After our initial investigation. And now that we are more interested in implementing the unit tests for Postgres, a concern about the permeance was brought up.

In our initial version, and as mentioned before, we are doing a full database reset. In other words, every time a new test scenario is executed, we delete the database, recreate it, install ODS and install AMT. This process is actually consuming too much time. The goal with this extension is to see the possibility of improving this performance reviewing 3 possible options:

  1. Instead of doing this full database reset, what about doing a truncate on all tables?
  2. Instead of doing this full database reset, implement Respawn. More information about this tool here
  3. Determine if we need to start with an empty database for each of our test cases.

In relation to the first 2 options, the main idea is to compare both approaches and see if one of them has a better performance.

This is what I did to compare performance

Truncate all tables

Changed a little the previous implementation and added some validations to check if the database already existed, in such a case, instead of deleting it and recreating it, etc. a query is executed to truncate all the tables (Meaning that the database is created just the first time, assuming that it doesn't exist). Before executing this truncate, there is a query to build (runtime) this truncate. 

Since all the test had been implemented on Postgres for DateDim view. I executed these 51 unit tests and it took 43 seconds (average, because I executed them several times).

Respawn

Similar to the previous approach, I changed the deletion and recreation of the database, to implement Respawn.

I executed the 51 unit tests associated to DateDim and it took 42 seconds (average, because I executed them several times).

So, as you can see, the performance is super similar. Meaning that, whether we implement the All tables truncate or Respawn, the performance should not be a variable in the equation. Rather we should consider other reasons to implement one or the other. 

Additionally I executed the unit test associated to DateDim, SQL Server, just Data Standard 3.2. In other words, the exact same tests (the 51 unit tests). And it took 42 seconds. Essentially the same amount of time.

Conclusion

In relation to the first and second options, we can implement either the all tables truncate or Respawn. Whether we are going to implement one or the other is still an open question. But I think the approach we take should not be based on the performance. 

Determine if we need to start with an empty database for each of our test cases

There are the conclusions based on our review

Right now the test cases use a specific data set for each view. The data used for the tests is designed to be able to verify the different conditions of a view and determine if the view has been altered and can affect the results.
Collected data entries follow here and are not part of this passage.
PR #204, opened 2018-08-26
avoid compiler-libs runtime dependency in ppx_cstruct

hannesm:
What I observed while demoing on stage at bornhack is a `hello.ukvm` which is rather large (>10MB), so I wondered what is in there.  Turns out, the OCaml compiler libs once again managed to find their way into all the unikernels.

After figuring out (`ocamlfind query -r <my-package>`) where this originates from, I stumbled upon `mirage-profile` which (run-)depends on `ppx_tools_versioned`.  The culprit is `ppx_cstruct`, quoting their META file:
```
# This line makes things transparent for people mixing preprocessors
# and normal dependencies
requires(-ppx_driver) = "cstruct ppx_tools_versioned"
```

I looked into other `ppx_*`  META files and discovered that the line above should only list run-time dependencies, which is here not the case.  I permutated the `ppx/jbuild` file in various combinations, and the one in this PR leads to a working `ppx_cstruct`, which does not have a run-dependency on `ppx_tools_versioned`.  Since I'm no ppx neither jbuild/dune expert, I'd appreciate comments whether this is the right way to solve this issue.

My environment: I tested OCaml 4.06.1 and 4.07.0 (on FreeBSD/amd64), using jbuilder 1.0+beta20, also dune 1.0.1 and 1.1.1 (all three of them show the same behaviour).

With this patch, `hello.ukvm` is back to 2.6MB.  A merge and release would be highly appreciated @mirage/core //cc @rgrinberg

### DIFF
--- a/ppx/jbuild
+++ b/ppx/jbuild
@@ -9,6 +9,4 @@
   (preprocess (pps (ppx_tools_versioned.metaquot_404)))
   (libraries
    (ocaml-migrate-parsetree
-    ppx_tools_versioned
-    ppx_tools_versioned.metaquot_404
     bigarray))))


samoht:
Which versions of the packages are you using?

I think the issue was supposed to be fixed by https://github.com/ocaml-ppx/ppx_tools_versioned/pull/6

hannesm:
@samoht ah, interesting.  the PR of ppx_tools_versioned you mention is not part of any released version :/.

and it turns out that you're correct: ppx_tools_versioned 5.1 does _not_ lead to huge binaries, but 5.2 does.  so instead of merging this PR, a release of ppx_tools_versioned would be more appropriate?

hannesm:
I asked in https://github.com/ocaml-ppx/ppx_tools_versioned/pull/6 for a release, and after testing with ppx_tools_versioned pinned to master, the released ppx_cstruct 3.2.1 does not include the above mentioned runtime dependencies.

So, this PR is not needed, but rather a release of ppx_tools_versioned.

avsm:
should we also put a conflict on ppx_tools_versioned 5.2 to avoid it being selected?

hannesm:
@avsm I'd appreciate (a) ppx_tools_versioned 5.2.1 release and (b) `available: false` in ppx_tools_versioned 5.2 (or removal thereof) //cc @let-def

avsm:
I did a quick point release to save @let-def the trouble... https://github.com/ocaml/opam-repository/pull/12519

To this end, the data must meet certain conditions regarding column relationships and values. According to the above:

  • The data extracted may come from different sample databases, according to the version used by each developer, or it may have been included to model a specific case. Therefore, we are not working with a single data set .
  • The advantage of working separate data sets is the independence of the test cases, they do not depend on the data from other scenarios to execute the tests. It also does not depend on or is affected by the data that another developer uses in test cases, allowing you to work in parallel.
  • For testing purposes, some data is modified to create additional test scenarios. For example, for two different views, a student can have different data, such as null columns or with different data that can affect the tests.
  • Having a single set of test data requires more design effort so that the global data fits all test cases. This can be complex because, for example, the descriptors can vary according to the data in each sample database.
  • I do not recommend using a single or incremental data set. Designing the tests for each of the views can be a complex process, and designing the data considering the effects in other test scenarios would go against the unit test concept. In addition, it can increase the complexity both when designing data and when several developers are working on test scenarios and need to add data, independence and parallelism would be lost.

Branches

We generated 2 branches just for general review. The code here is the code I moved from the initial spike (spike-postgres-tests), including the changes I made in order to accomplish the goal of the spike ( BIA-761 - Getting issue details... STATUS ).

spike-postgres-tests-Truncate

spike-postgres-tests-Respawn

Notice that in both cases, since it was just a spike, this is not the actual postgres implementation of the tests. Using this code as a reference, we have to work on the real implementation, where we take into account maintainability, easy to read and understand, etc.